▸ Work request
Only the number is wanted: how many lines in the data contain "language"?

Stored data:
┌────────
PR #289, opened 2026-04-28
moving up to latest golang

mikebrow:


samuelkarp:
> Error: can't load config: the Go language version (go1.25) used to build golangci-lint is lower than the targeted Go version (1.26.2)
>  The command is terminated due to an error: can't load config: the Go language version (go1.25) used to build golangci-lint is lower than the targeted Go version (1.26.2)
└────────
▸ Worked solution
2